### TASK TO COMPLETE
Lines of the data that contain the word "caching" are the ones to copy.

### INFORMATION
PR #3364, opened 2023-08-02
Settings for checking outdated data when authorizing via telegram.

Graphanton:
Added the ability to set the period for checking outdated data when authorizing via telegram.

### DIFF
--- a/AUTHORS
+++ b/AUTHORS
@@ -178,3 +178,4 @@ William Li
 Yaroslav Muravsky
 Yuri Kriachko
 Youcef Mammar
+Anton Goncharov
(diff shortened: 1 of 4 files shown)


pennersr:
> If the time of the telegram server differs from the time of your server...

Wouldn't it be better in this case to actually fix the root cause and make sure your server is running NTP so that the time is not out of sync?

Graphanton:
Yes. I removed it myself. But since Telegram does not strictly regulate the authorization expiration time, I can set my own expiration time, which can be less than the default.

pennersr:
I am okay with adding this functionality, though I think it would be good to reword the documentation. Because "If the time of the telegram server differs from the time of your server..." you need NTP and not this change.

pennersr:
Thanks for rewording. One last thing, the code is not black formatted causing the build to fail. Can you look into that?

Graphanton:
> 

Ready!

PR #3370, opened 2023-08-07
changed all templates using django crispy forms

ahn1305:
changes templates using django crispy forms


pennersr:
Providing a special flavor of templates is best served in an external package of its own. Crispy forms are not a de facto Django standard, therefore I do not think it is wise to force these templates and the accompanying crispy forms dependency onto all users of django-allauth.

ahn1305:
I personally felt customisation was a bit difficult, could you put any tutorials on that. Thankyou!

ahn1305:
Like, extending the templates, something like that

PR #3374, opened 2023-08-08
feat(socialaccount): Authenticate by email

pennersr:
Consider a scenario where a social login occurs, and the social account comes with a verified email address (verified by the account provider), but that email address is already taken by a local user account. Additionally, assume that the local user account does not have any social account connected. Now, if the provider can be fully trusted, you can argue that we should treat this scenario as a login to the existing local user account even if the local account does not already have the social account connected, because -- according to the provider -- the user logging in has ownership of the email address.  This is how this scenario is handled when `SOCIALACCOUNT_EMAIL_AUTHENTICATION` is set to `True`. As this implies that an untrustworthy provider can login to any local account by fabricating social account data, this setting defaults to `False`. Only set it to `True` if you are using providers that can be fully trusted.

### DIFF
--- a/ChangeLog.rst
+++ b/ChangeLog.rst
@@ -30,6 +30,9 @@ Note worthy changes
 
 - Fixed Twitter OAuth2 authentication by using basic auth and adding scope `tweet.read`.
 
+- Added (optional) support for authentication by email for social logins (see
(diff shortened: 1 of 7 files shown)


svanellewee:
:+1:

==

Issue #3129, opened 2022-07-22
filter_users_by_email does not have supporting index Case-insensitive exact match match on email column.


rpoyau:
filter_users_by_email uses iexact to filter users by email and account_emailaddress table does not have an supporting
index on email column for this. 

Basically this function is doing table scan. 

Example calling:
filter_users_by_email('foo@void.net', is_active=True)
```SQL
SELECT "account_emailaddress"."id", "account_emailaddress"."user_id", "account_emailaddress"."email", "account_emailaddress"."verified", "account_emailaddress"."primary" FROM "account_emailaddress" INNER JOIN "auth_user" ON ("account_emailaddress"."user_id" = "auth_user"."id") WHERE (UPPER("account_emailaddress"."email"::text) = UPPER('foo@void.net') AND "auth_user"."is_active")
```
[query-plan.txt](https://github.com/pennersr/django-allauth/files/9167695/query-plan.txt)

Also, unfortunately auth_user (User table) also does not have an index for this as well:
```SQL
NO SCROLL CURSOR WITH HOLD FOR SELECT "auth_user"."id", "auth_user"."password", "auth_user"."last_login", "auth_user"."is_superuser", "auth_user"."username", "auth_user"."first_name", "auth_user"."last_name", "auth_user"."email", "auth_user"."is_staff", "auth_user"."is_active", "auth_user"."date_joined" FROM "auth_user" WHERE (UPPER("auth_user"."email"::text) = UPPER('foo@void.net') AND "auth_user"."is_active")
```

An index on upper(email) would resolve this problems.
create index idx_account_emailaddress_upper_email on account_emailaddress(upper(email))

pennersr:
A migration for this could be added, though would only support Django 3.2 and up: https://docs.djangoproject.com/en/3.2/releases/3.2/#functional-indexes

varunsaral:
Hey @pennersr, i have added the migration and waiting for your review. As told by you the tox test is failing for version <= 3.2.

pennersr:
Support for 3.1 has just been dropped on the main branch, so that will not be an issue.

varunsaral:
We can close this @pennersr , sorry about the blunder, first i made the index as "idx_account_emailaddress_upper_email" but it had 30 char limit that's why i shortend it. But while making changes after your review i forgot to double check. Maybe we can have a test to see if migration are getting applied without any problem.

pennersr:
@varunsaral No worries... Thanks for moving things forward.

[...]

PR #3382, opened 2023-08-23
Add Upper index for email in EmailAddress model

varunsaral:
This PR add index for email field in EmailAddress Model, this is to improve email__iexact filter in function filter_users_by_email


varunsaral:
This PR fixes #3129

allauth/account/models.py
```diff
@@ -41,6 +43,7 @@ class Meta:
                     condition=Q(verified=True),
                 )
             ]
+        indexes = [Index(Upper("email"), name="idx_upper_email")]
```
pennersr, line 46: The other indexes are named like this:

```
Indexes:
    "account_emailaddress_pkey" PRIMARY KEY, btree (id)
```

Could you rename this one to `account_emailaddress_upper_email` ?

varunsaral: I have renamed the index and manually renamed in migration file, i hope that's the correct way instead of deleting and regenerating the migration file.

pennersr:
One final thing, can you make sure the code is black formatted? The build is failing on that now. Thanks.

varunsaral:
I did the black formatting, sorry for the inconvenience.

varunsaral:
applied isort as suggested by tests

---

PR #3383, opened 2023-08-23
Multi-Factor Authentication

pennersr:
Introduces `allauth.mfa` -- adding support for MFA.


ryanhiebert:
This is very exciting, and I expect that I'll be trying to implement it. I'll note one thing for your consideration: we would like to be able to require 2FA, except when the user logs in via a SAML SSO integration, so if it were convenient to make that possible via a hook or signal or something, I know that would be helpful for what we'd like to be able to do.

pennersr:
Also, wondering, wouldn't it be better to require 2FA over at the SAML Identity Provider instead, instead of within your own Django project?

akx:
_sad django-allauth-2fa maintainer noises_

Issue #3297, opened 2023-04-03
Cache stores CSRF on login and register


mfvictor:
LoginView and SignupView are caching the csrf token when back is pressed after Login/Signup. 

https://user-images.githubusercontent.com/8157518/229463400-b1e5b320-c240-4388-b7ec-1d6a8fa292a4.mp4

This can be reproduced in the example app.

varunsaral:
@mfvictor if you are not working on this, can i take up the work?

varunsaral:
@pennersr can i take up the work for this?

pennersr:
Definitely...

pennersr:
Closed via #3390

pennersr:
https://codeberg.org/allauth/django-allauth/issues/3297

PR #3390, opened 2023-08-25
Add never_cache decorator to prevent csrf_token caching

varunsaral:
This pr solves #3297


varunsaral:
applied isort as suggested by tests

### EXERCISE RESULT
LoginView and SignupView are caching the csrf token when back is pressed after Login/Signup. 
Add never_cache decorator to prevent csrf_token caching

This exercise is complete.